AT COLLEGE

da | 10/11/2013 | AAS BLOG | 0 commenti

– Written February 1989 (I left Beirut in June 1982) –

My American Archaeology Professor is so nice. We call him Mr. Mc Adam, he is good at his subject, easy to talk to.
He wears plaid shirts and jeans most of the time.  3.30 is a good time for dead ruins and old civilizations. Relax with those picture slides of Petra and Palmyra. Look at that pottery, it’s so basic, yet so attractive.

Jewelry too, I’d love to own some of those earrings.  Style hasn’t changed much.  I could get the cheap version in plastic out in the streets for 5 Liras.  If I bargain I might get it for less.  But the poor guy has to eat too.  And he has six children!  5 Liras isn’t much for a spoiled kid like myself.

Back to the classroom: there are far too many wooden seats for such an average attendance.  I like the ‘ambiance’.  Mc Adam is standing talking and here comes the air strike:
“…And here is an example of the Stone Age…”, BOUM the bomb has landed a few miles away.  But to us it’s in a different universe, one we can hear and observe, but one that cannot touch us. At least, not in our minds…
More and more bombs land, finally Mc Adam loses his concentration. We lost ours for what seems like hours ago.  We have been taking notes automatically, thinking that at the same time lives are being struck, taken, mutilated, burnt. It matters, but how come are we being so indifferent?
Are we any better than passive observers?

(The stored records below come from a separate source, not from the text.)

PR #4218, opened 2022-09-09
ObserveCenters: use Euclidean area element.

markscheel:
## Proposed changes

Uses the Euclidean area element in computation of the Strahlkorper center in the inertial frame.
The center is computed by averaging the coords over the Strahlkorper, where the averaging
is done by a surface integral (with the Euclidean area element).

The Euclidean area element is probably more appropriate, and matches better the behavior of other algorithms to compute the Strahlkorper center in a different frame (such as computing a full Strahlkorper in a different frame and then computing the center; that process is independent of the metric).

Also fixes a bug in how centers were computed, and adds Tags declarations that were missing.

### Code review checklist

  Then open `index.html`.
  `new feature` if appropriate.


knelli2 (approved):
I've tested this out and the centers that are outputted are now correct. Previously, they were slightly off from what I would have expected.

wthrowe (approved):

PR #4223, opened 2022-09-13
Allow TimescaleTuner to be initialized with arbitary number of timescales

knelli2:
## Proposed changes

This will be necessary when we have shape control so we don't have to type out a bunch of the same number in an input file.

### Code review checklist

  Then open `index.html`.
  `new feature` if appropriate.

### DIFF
--- a/src/ControlSystem/TimescaleTuner.hpp
+++ b/src/ControlSystem/TimescaleTuner.hpp
@@ -4,6 +4,11 @@
 #pragma once
 
 #include <array>
+#include <cstddef>
+#include <limits>
+#include <optional>
+#include <utility>
+#include <variant>
 
 #include "DataStructures/DataVector.hpp"
 #include "Options/Options.hpp"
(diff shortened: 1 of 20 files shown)


src/ControlSystem/TimescaleTuner.hpp
```diff
@@ -45,14 +50,33 @@ class er;
  */
 
 class TimescaleTuner {
+ private:
+  struct TimescaleCreator {
```
wthrowe: Move this class to an anonymous namespace in the cpp file.

tests/Unit/ControlSystem/Test_Tags.cpp
```diff
@@ -29,7 +31,46 @@ struct LabelA {};
 using system = control_system::TestHelpers::System<
     2, LabelA, control_system::TestHelpers::Measurement<LabelA>>;
 
-struct MetavarsEmpty {};
+struct MetavarsEmpty {
+  static constexpr size_t volume_dim = 3;
+};
+
+class FakeCreator : public DomainCreator<3> {
```
wthrowe: Can this test use the `FakeCreator` class added in the previous commit?  They look the same except the other one has option-parsing stuff.

wthrowe (changes requested):

knelli2:
Squashed suggested changes directly and rebased.

wthrowe (dismissed):

knelli2:
@wthrowe I realized I introduced a bug with these changes when I was testing it with the shape map. The `control_system::Tags::Controller` tag uses a timescale tuner when it is created from options, but that tuner wasn't initialized if the number of components hadn't been set yet. The fixup fixes this.

wthrowe:
OK, squash.

wthrowe (approved):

We sit briefly on old stone benches outside the Archaeology Dept after class has been dismissed early, and we talk about the test tomorrow.
What kind of people are we? I don’t think now, looking in, we realized consciously or willingly the seriousness of the ‘situation’.  Why do we feel so protected? Why does fashion mean so much to the people who hang around the West Hall Bldg when Beirut is dying? Trips to Paris just to buy clothes, when little kids wear the same torn shirts in the Camps. Their little feet are so thick, they have been cut a thousand times on shrapnel, glass shards, metal, but none of us can feel that. Or we do,  but deny it.
It’s so much easier this way.

No shoes, but mud, yes mud is their shoe.